Assignment
Scan the entries that follow for the word "artifacts", then report every line in which it appears.

(Saved entries)
PR #4049, opened 2024-06-27
Expose validation receipt info for actions

ThetaSinner:
### TODO:


crates/holo_hash/src/fixt.rs
```diff
@@ -171,3 +173,12 @@ fixturator!(
...
 );
+
+fixturator!(
+    ExternalHash;
+    constructor fn from_raw_32(ThirtyTwoHashBytes);
+);
+fixturator!(
+    ExternalHashB64;
+    constructor fn new(ExternalHash);
+);
```
ThetaSinner, line 184: Unrelated really, I started using these in a test but that turned out to be invalid - worth having these available or leave it until next time somebody wants them?

crates/holochain/src/conductor/cell.rs
```diff
@@ -824,6 +824,15 @@ impl Cell {
...
                         )?;
 
+                        if receipt_count >= required_validation_count as usize {
+                            // If we have enough receipts then set receipts to complete.
+                            //
+                            // Don't fail here if this doesn't work, it's only informational. Getting
+                            // the same flag set in the authored db is what will stop the publish
+                            // workflow from republishing this op.
+                            set_receipts_complete(txn, &receipt_op_hash, true).ok();
+                        }
```
ThetaSinner, line 834: Not thrilled about this. Publishing is done from the authored database, receipts are received into the dht database, but then receipts complete is separately placed in the authored database so that publish can see it. I'm now putting it in both.

Reasoning: I have to look up validation receipts from the dht database, but this field would always be `false` unless I went to look it up from the authored database. It seems cleaner to set this flag in both than to have to read from dht and authored to get validation receipts.

crates/holochain/tests/tests/publish/mod.rs
```diff
@@ -2,11 +2,13 @@ use holo_hash::ActionHash;
...
 use holochain::sweettest::*;
 use holochain_wasm_test_utils::TestWasm;
+use holochain_zome_types::prelude::GetValidationReceiptsInput;
+use holochain_zome_types::validate::ValidationReceiptSet;
 
 /// Verifies that publishing terminates naturally when enough validation receipts are received.
 #[cfg(feature = "test_utils")]
 #[tokio::test(flavor = "multi_thread")]
-#[ignore = "receipt completion is flaky, revise once integration logic is merged into app validation workflow"]
+#[ignore = "receipt completion is flaky, which has been rechecked since the workflow reviews"]
```
ThetaSinner, line 11: This is still flaky, and I think that's a cause for concern really. Possibly related to not driving app validation forwards aggressively enough? I'm not sure. It seems much more stable now than it was before and the test passes fine for me locally some of the time. Not reliably though.

maackle:
I think we should identify some primary use cases for apps checking receipts for entries before solidifying this interface. There are 3 levels of indirection here (entry -> actions -> ops -> receipts), and I wonder if the relevant info is not lost in the noise of all of this aggregation, especially since OpType is only a string here.

I assume that a primary case for checking receipts of an entry is to affirm the robust existence of that entry in the DHT. For instance one concern I have is that receipts for all op types are returned for an entry, including RegisterAgentActivity, which does not indicate that the entry was stored.

I think a bare minimum would be to ensure that the op type is actually semantic and not just informational -- I guess that's already the case since the string representation should deserialize to the enum type, but let's just make sure of that, and let the doc reflect it. Maybe we can't anticipate all the different ways apps would want to interpret validation receipts, but the minimum would be that they can filter on op type.

I'm also questioning what an app would do with the union of all receipts for all actions of an entry. It seems there's currently no way to differentiate which action a receipt came from, in the case of multiple actions for an entry. If an action was committed recently, it might have a lower receipt count than a more established action from the past, and both results will be returned in the same ValidationReceiptSet. 

I'm wondering if it wouldn't be better to just force the user to be explicit and select the ActionHash they want to query for -- I would think that an app would tend to care most about the persistence of a particular Action that was taken, since that is the fundamental unit of chain state change.

crates/holochain/src/conductor/cell.rs
maackle: I was wondering if we even want to include receipts_complete in the response. The app already knows how many receipts are required for a given EntryType, and it can find the length of the receipts vec itself. That field is actually a duplication of state, useful in Holochain queries, but I don't know that we need to extend it to the user. And then we wouldn't need this less-than-thrilling update, right?

ThetaSinner:
> especially since OpType is only a string here.

I've done this so that the PR can be backported to 0.3, which is where I need it. We can look at moving ChainOp to zome_types separately - because I would also prefer that this is an enum rather than being a string.

> I think we should identify some primary use cases for apps checking receipts for entries before solidifying this interface. 

My immediate use-case for this is to have a way to check how quickly a network is able to validate and respond to ops under load in a performance test. In that case I think it does make sense to be able to see most of this information - so when the AAAs finished validation and when the entry authorities finished validation. Thinking about it from a test, we do care that all the ops finished getting validated I think.

I don't know what the general case should look like, but I'd be happy to discuss. In a refinement session, or deserves its own session?

> I'm also questioning what an app would do with the union of all receipts for all actions of an entry

That's fair, I thought I was clear on where entries were going but the data model doesn't work like I expected. I'd be happy to just remove the entry logic unless we can think of a good reason to keep it. It makes more sense for apps to use action hashes.

> I'm wondering if it wouldn't be better to just force the user to be explicit and select the ActionHash they want to query for

Ahh right, that's what you're thinking too. So yes, it sounds like we agree that this part doesn't make sense and we should just add this lookup for actions.

crates/holochain/src/conductor/cell.rs
ThetaSinner: Yes the app can figure this out, assuming it knows how to find the constant for the default number of required receipts and figures out how to retrieve the number required by the app if that is set. So not setting this here is definitely an option. It does seem convenient to have that pre-computed and available to the user, given that we are computing it already. Yes we have to copy it, but we're not taking up any extra space to copy it because we're already storing `false` in that database column.

crates/holochain/tests/tests/publish/mod.rs
maackle: Hopefully putting this block in a retry loop would solve it https://github.com/holochain/holochain/blob/bcdc6711ce3bd130503582294e02b99ee21285be/crates/holochain/tests/tests/publish/mod.rs#L64-L74

After all, above it says:

> // Wait until they all see the created entry, at that point validation receipts should be getting sent soon

emphasis on "should"

maackle (approved):
Thanks for simplifying it, this looks good to me

crates/holochain/tests/tests/publish/mod.rs
ThetaSinner: Yes good point, that would make that part of the test more reliable because the receipts haven't definitely been received by then. However, I tend to see the failure happen at the timeout step with `timed out waiting for all receipts to be received: Elapsed(())`

PR #1, opened 2019-03-18
Add MI distribution building artifacts

a5anka:


distribution/src/assembly/filter.properties
```diff
@@ -0,0 +1,27 @@
...
+# software distributed under the License is distributed on an
+# "AS IS" BASIS, WITHOUT WARRANTIES OR CONDITIONS OF ANY
+# KIND, either express or implied. See the License for the
+# specific language governing permissions and limitations
+# under the License.
+#
+
+product.name=WSO2 Micro Integrator
+product.key=MI
+product.version=6.4.0
```
sdkottegoda: Should we change the version to the next milestone?

a5anka: :+1:

PR #7, opened 2019-03-19
 Add org.wso2.carbon.micro.integrator.server from product-ei

a5anka:
Fix related to #2


components/org.wso2.carbon.micro.integrator.server/pom.xml
```diff
@@ -0,0 +1,52 @@
+<?xml version="1.0" encoding="utf-8"?>
+<!--
+  ~ Copyright (c) 2016, WSO2 Inc. (http://www.wso2.org) All Rights Reserved.
```
madushadhanushka: Old license headers

a5anka: I suppose having 2016 is ok given that we are moving module instead of creating new ones.

PR #54, opened 2019-04-09
Bootstrap test framework

a5anka:


integration/pom.xml
```diff
@@ -0,0 +1,90 @@
...
+            <scope>test</scope>
+        </dependency>
+    </dependencies>
+
+    <build>
+        <plugins>
+            <plugin>
+                <groupId>org.apache.maven.plugins</groupId>
+                <artifactId>maven-surefire-plugin</artifactId>
+                <version>2.20.1</version>
```
Nirothipan: we have this version defined in parent pom also

a5anka: Fixed in https://github.com/wso2/micro-integrator/pull/54/commits/f91b8f6d58f48c9cb7ba6fd6cd6cc0f42b52b1f4

Issue #41, opened 2019-04-04
Reorganize the files in the distribution


a5anka:
Currently, the file structure in the distribution is very similar to the one we had with the micro integrator profile. Since we are creating a separate build for micro integrator we can move most of these files to top level. 

- [x] Document folder structure
  - [x] Update micro-integrator/doc/working-with-the-micro-integrator.md

a5anka:
Copying external jars to `<MI_HOME>/lib directory` does not work. This needs to be fixed as well.

malakaganga:
> Copying external jars to `<MI_HOME>/lib` directory does not work. This needs to be fixed as well.

I have fixed this issue with

https://github.com/wso2/micro-integrator/pull/68

and tested with a Handler and Class mediator
Also, I have verified the patch applying process as well and it is working fine.

a5anka:
@malakaganga @nandika There are pending tasks in the issue. Therefore reopening the issue.

a5anka:
@malakaganga We get an additional log in the startup after #68

```
[2019-04-16 10:21:46,615] [micro-integrator]  INFO - DefaultCryptoProviderComponent 'CryptoService.Secret' property has not been set. 'org.wso2.carbon.crypto.provider.SymmetricKeyInternalCryptoProvider' won't be registered as an internal crypto provider. Please set the secret if the provider needs to be registered.
```

Can you have a look?

a5anka:
@malakaganga wso2server.sh and micro-integrator.sh does the same thing. Therefore it makes more sense to merge the two. We can just remove the micro-integrator.sh and rename wso2server.sh to micro-integrator.sh since the existing micro-integrator.sh does not do anything useful.

malakaganga:
Fixed https://github.com/wso2/micro-integrator/issues/41#issuecomment-483612868
With https://github.com/wso2/micro-integrator/pull/92

Fixed https://github.com/wso2/micro-integrator/issues/41#issuecomment-483616786

> @malakaganga wso2server.sh and micro-integrator.sh does the same thing. Therefore it makes more sense to merge the two. We can just remove the micro-integrator.sh and rename wso2server.sh to micro-integrator.sh since the existing micro-integrator.sh does not do anything useful.

with 
https://github.com/wso2/micro-integrator/pull/90

Hence resolving the issue

a5anka:
I am reopening this since we have not documented the folder structure anywhere which is a listed subtask of the issue.

malakaganga:
[...]

PR #68, opened 2019-04-12
Fix wso2/micro-integrator/issues/41

malakaganga:
## Purpose
Fixes:  https://github.com/wso2/micro-integrator/issues/41

### DIFF
--- a/distribution/src/conf/wso2server.sh
+++ b/distribution/src/conf/wso2server.sh
@@ -218,14 +218,14 @@ if [ "$jdk_17" = "" ]; then
 fi
 
 CARBON_XBOOTCLASSPATH=""
-for f in "$CARBON_HOME"/../lib/xboot/*.jar
+for f in "$CARBON_HOME"/wso2/lib/xboot/*.jar
 do
     if [ "$f" != "$CARBON_HOME/wso2/lib/xboot/*.jar" ];then
         CARBON_XBOOTCLASSPATH="$CARBON_XBOOTCLASSPATH":$f
     fi
 done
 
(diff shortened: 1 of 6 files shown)


distribution/src/conf/wso2server.sh
```diff
@@ -237,10 +237,13 @@ do
...
     fi
 done
-for t in "$CARBON_HOME"/../lib/commons-lang*.jar
+for t in "$CARBON_HOME"/wso2/lib/commons-lang*.jar
 do
     CARBON_CLASSPATH="$CARBON_CLASSPATH":$t
 done
+
+
+
```
a5anka: Do we need all these extra lines?

p2-profile/pom.xml
```diff
@@ -81,6 +81,9 @@
                                 <featureArtifactDef>
                                     org.wso2.carbon.mediation:org.apache.synapse.wso2.feature:${carbon.mediation.version}
                                 </featureArtifactDef>
+                                <featureArtifactDef>
+                                    org.wso2.carbon.crypto:org.wso2.carbon.crypto.feature:1.0.3
```
a5anka: Let's not hard code the version here.

a5anka:
Let's try to use a meaningful title for PRs. The one used in this one is not readable for humans (maybe readable for machines :) ).

distribution/src/conf/wso2server.sh
malakaganga: Fixed with : https://github.com/wso2/micro-integrator/pull/90

PR #81, opened 2019-04-17
Minor fixes related to Docker and k8s artifacts

a5anka:


distribution/src/resources/dockerfiles/Dockerfile
```diff
@@ -20,5 +20,5 @@
 
 FROM wso2/micro-integrator:latest
 
-COPY carbonapps /home/wso2ei/wso2mi/wso2/micro-integrator/repository/deployment/server/carbonapps
+COPY files/carbonapps /home/wso2ei/wso2mi/wso2/micro-integrator/repository/deployment/server/carbonapps
```
sdkottegoda: the location to carbonapps is not correct

a5anka: Fixed

PR #94, opened 2019-04-18
Add argument for start synapse unit test framework agent

sajithaliyanage:
## Purpose
Passing parameters to start the unit testing framework for synapse agent

## Automation tests
 - Unit tests 
   > Code coverage information
 - Integration tests

## Security checks

### DIFF
--- a/distribution/src/scripts/micro-integrator.sh
+++ b/distribution/src/scripts/micro-integrator.sh
@@ -136,8 +136,8 @@ do
           CMD="version"
     elif [ "$c" = "--restart" ] || [ "$c" = "-restart" ] || [ "$c" = "restart" ]; then
           CMD="restart"
-    elif [ "$c" = "--test" ] || [ "$c" = "-test" ] || [ "$c" = "test" ]; then
-          CMD="test"
+    elif [ "$c" = "--synapseTest" ] || [ "$c" = "-synapseTest" ] || [ "$c" = "synapseTest" ]; then
+          CMD="synapseTest"
     else
         args="$args $c"
     fi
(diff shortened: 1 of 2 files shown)


distribution/src/scripts/micro-integrator.sh
```diff
@@ -138,6 +138,8 @@ do
           CMD="restart"
     elif [ "$c" = "--test" ] || [ "$c" = "-test" ] || [ "$c" = "test" ]; then
           CMD="test"
+    elif [ "$c" = "--unitTest" ] || [ "$c" = "-unitTest" ] || [ "$c" = "unitTest" ]; then
```
sdkottegoda: what's the difference between the parmeter test and unitTest? What are the 2 modes?

sajithaliyanage: **test** tag is a previously added tag which I think use to execute JDK by file path. (under test tag **JAVACMD="exec "$JAVACMD""** command runs). **unitTest** is the tag which needs to start unit testing framework server parallel to the synapse engine using user given TCP port or default port. If a user wants to start the unit testing framework in product-ei, user can execute one of the following commands.
```
sh integrator.sh -unitTest
sh integrator.sh -unitTest <port>
```
If a user doesn't input any port, the unit testing server starts on the default port (9007).

sdkottegoda: So the 'test' argument doesn't actually test anything? If so, shall we remove the argument since it would be confusing to the users?

sajithaliyanage: Ok, I will check it and remove test tag if there no usage from it.

sajithaliyanage: Removed **test** parameter from the script file (micro-integrator.sh) and changed unitTest tag to **synapseTest**.

a5anka: @sajithaliyanage shall we document these somewhere to help the users?

a5anka: A guide on how to do unit testing will be ideal.

sajithaliyanage: @a5anka I will add a guide on how to do the unit test with MI. Shall I add it to the doc folder?

sajithaliyanage:
After upgrading the synapse to version 2.1.7-wso2v103 please merge this PR.

distribution/src/scripts/micro-integrator.sh
a5anka: :+1: 

Make sure a user can navigate to that page from the root readme. It does not have to be a direct link. :)

Issue #141, opened 2019-04-30
Prometheus support


a5anka:
We need to add Prometheus support to MI as well. We have done it for integrator profile in https://github.com/wso2/product-ei/pull/3399.

- [x] Doc updates
  - [x] Update [Getting started guide](https://github.com/wso2/micro-integrator/tree/master/examples/getting-started) with details (related to https://github.com/wso2/micro-integrator/issues/133)
  - [x] Update [Working with the Micro Integrator](https://github.com/wso2/micro-integrator/blob/master/doc/working-with-the-micro-integrator.md#working-with-the-micro-integrator)

PR #146, opened 2019-05-02
Add Prometheus support to Micro Integrator

Nirothipan:
Relevant Issue:- https://github.com/wso2/micro-integrator/issues/141

   https://github.com/wso2/product-ei/pull/3399


Nirothipan:
WIP - Do Not Merge

distribution/src/conf/synapse.properties
```diff
@@ -66,3 +66,7 @@ mediation.flow.statistics.collect.all=false
 
 # Script Mediator Pool (impatcts only external scripts)
 #synapse.script.mediator.pool.size=15
+
+# Internal APIs
+internal.http.api.enabled=true
```
a5anka: We have a strange character at the end of the line. Shall we remove it?

a5anka: Is there a way to hide this property to improve the user experience. For a user, this property does not make sense.

a5anka: Is there a way to hide this property to improve the user experience. For a user, this property does not make sense.

doc/working-with-the-micro-integrator.md
```diff
@@ -349,4 +349,75 @@ If you want to change the default locations of the registry directories, uncomme
...
+alerts. It collects statistical data exposed over an HTTP endpoint in the form of multi dimensional time series data,
+ which can then be visualized and queried. Since its inception, Prometheus has become a widely used monitoring tool among various companies and organizations, as it can be easily incorporated into existing systems, and is also integrable with popular graphical tools such as Grafana to visualize system behavior. Furthermore, Prometheus has its own querying language ‘PromQL’, and an expression browser to view basic graphical representations of data.
+
+The main objective of this feature is to facilitate users to make use of an extensively used system monitoring tool 
+to analyze the behavior of WSO2 Micro Integrator.  
+
+![prometheus_intro](images/prometheus_intro.png)
+
+
+#### Prometheus Publisher Component
```
a5anka: Will this section be useful for an enduser? Shall we remove this since this is some internal implementation details?

a5anka:
There is a typo in the new commit message. Shall we fix it?

distribution/src/conf/synapse.properties
Nirothipan: > We have a strange character at the end of the line. Shall we remove it?

This has happened since the original file had new line charecters ^M and git uses \n by default.
https://stackoverflow.com/questions/1889559/git-diff-to-ignore-m.

I have modified the original file without ^M in https://github.com/wso2/micro-integrator/pull/146/commits/9c983aa8bea14762ecde8b73ed4b60d08364362e and added my changes in https://github.com/wso2/micro-integrator/pull/146/commits/8ee685037c6624efd2c3cba960b79ec55eeb91e0. 

Originally I didn't modify the whole file since it is going to be a huge change, anyhow as we are going to encounter this again if we edit this file , I've modified the whole file.

Nirothipan:
> There is a typo in the new commit message. Shall we fix it?

Fixed

doc/working-with-the-micro-integrator.md
Nirothipan: removed in https://github.com/wso2/micro-integrator/pull/146/commits/34302a85e654ed95c64f04695cf2e99e767f2ff9

distribution/src/conf/synapse.properties
Nirothipan: > Is there a way to hide this property to improve the user experience. For a user, this property does not make sense and hard to imagine how this relates to Prometheus.

Since we have enabled this by default user don't need to worry about this property.
> 
> We also have another issue where the admin services also depend on the same property. Due to security reasons, we have to disable it by default. Therefore we cannot set this to true. One option is to comment the admin service related class in `internal-apis.xml`.

We will have to look into the possibility of this. @isudana suggestions please

> I am not sure whether the framework is flexible enough to start multiple internal APIs in multiple ports. 

Currently not AFAIK, however since we can differentiate based on url paths, it won't be an issue I guess. @isudana please correct if I'm wrong.


>When you look at it from the outside just having the system property to disable and enable Prometheus backend should be enough and the behaviour should not change on other configs. But here even when the system property is set if this property is false the backend will not work.

Yes true, even if the system property is set, BE will not work if this is disabled as per current implementation. We may need to change the implementation ( of both Internal API and Prometheus ) to enable internal API when this system property is set.

distribution/src/conf/internal-apis.xml
```diff
@@ -0,0 +1,23 @@
...
+ See the License for the specific language governing permissions and
+ limitations under the License.
+-->
+
+<!--
+    This is the configuration file for internal APIs
+-->
+
+<apis>
+    <api name="MetricAPI" class="org.wso2.carbon.prometheus.publisher.service.MetricAPI"/>
```
isudana: Should it be Prometheus API?

distribution/src/conf/synapse.properties
isudana: > > Is there a way to hide this property to improve the user experience. For a user, this property does not make sense and hard to imagine how this relates to Prometheus.
> 
> Since we have enabled this by default user don't need to worry about this property.
> 
> > We also have another issue where the admin services also depend on the same property. Due to security reasons, we have to disable it by default. Therefore we cannot set this to true. One option is to comment the admin service related class in `internal-apis.xml`.
> 
> We will have to look into the possibility of this. @isudana appreciate your input on this please
> 
We cannot disable by default all internal APIs depends on this. Enabling internal API port is not related to Prometheus and it should be enabled by default. Enabling Prometheus has to be carried out with some other parameter. AFAIR there is a system parameter to do that. 
The problem here is, including internal API enabling stuff into this PR which might mislead @a5anka to think that it's related to Prometheus.

> > I am not sure whether the framework is flexible enough to start multiple internal APIs in multiple ports.
> 
> Currently not AFAIK, however since we can differentiate based on url paths, it won't be an issue I guess. please correct if I'm wrong.
> 
> > When you look at it from the outside just having the system property to disable and enable Prometheus backend should be enough and the behaviour should not change on other configs. But here even when the system property is set if this property is false the backend will not work.
> 
> Yes true, even if the system property is set, BE will not work if this is disabled as per current implementation. We may need to change the implementation ( of both Internal API and Prometheus ) to enable internal API when this system property is set.

distribution/src/conf/internal-apis.xml
Nirothipan: Yes , I'll rename this . anyway internally in mediation this is implemented as MetricAPI

distribution/src/conf/synapse.properties
Nirothipan: https://github.com/wso2/carbon-mediation/pull/1236 && https://github.com/wso2/carbon-mediation/pull/1235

Output for this task
Add MI distribution building artifacts
Minor fixes related to Docker and k8s artifacts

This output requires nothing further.